● **Working data**
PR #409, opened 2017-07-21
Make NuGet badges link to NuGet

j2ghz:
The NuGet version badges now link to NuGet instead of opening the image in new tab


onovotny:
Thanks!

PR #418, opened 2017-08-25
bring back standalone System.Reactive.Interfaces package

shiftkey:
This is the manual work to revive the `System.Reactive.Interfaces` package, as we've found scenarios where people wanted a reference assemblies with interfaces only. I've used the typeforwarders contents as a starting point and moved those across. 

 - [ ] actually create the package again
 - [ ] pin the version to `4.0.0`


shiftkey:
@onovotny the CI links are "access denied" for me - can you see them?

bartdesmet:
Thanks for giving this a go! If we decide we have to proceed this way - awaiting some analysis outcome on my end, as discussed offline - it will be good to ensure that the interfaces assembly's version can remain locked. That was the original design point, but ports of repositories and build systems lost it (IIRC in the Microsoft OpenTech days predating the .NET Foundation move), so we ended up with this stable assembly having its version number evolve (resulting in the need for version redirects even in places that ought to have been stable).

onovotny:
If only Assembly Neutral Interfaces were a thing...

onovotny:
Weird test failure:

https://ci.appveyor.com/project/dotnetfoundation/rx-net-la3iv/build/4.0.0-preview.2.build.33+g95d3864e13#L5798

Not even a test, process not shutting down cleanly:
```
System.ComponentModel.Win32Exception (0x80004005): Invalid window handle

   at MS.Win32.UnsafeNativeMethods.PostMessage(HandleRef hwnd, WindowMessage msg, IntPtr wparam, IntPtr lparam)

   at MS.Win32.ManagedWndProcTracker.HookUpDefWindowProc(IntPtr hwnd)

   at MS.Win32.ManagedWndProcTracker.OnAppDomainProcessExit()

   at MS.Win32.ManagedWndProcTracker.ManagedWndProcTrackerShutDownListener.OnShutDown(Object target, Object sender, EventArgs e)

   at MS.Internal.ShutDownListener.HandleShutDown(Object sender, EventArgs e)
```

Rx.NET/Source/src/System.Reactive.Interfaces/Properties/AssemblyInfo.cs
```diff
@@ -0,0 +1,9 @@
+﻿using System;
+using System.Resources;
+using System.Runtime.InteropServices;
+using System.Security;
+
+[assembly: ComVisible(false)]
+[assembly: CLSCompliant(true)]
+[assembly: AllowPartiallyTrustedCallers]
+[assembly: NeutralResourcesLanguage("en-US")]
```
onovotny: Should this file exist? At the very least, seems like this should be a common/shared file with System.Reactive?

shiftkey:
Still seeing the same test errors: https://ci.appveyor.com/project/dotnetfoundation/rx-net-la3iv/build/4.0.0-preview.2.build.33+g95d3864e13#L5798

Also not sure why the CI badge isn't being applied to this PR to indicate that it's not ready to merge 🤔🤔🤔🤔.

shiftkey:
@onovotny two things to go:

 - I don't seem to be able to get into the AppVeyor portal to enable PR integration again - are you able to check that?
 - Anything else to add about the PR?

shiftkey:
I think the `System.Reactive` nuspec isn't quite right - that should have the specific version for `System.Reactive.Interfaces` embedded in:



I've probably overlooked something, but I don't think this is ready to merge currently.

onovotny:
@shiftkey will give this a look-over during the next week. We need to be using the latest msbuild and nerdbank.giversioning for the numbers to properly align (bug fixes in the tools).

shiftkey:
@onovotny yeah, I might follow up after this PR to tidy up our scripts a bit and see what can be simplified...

● **Your instructions**
Look over the listing and return each line that holds "using".

● **Expected answer**
+﻿using System;
+using System.Resources;
+using System.Runtime.InteropServices;
+using System.Security;
@shiftkey will give this a look-over during the next week. We need to be using the latest msbuild and nerdbank.giversioning for the numbers to properly align (bug fixes in the tools).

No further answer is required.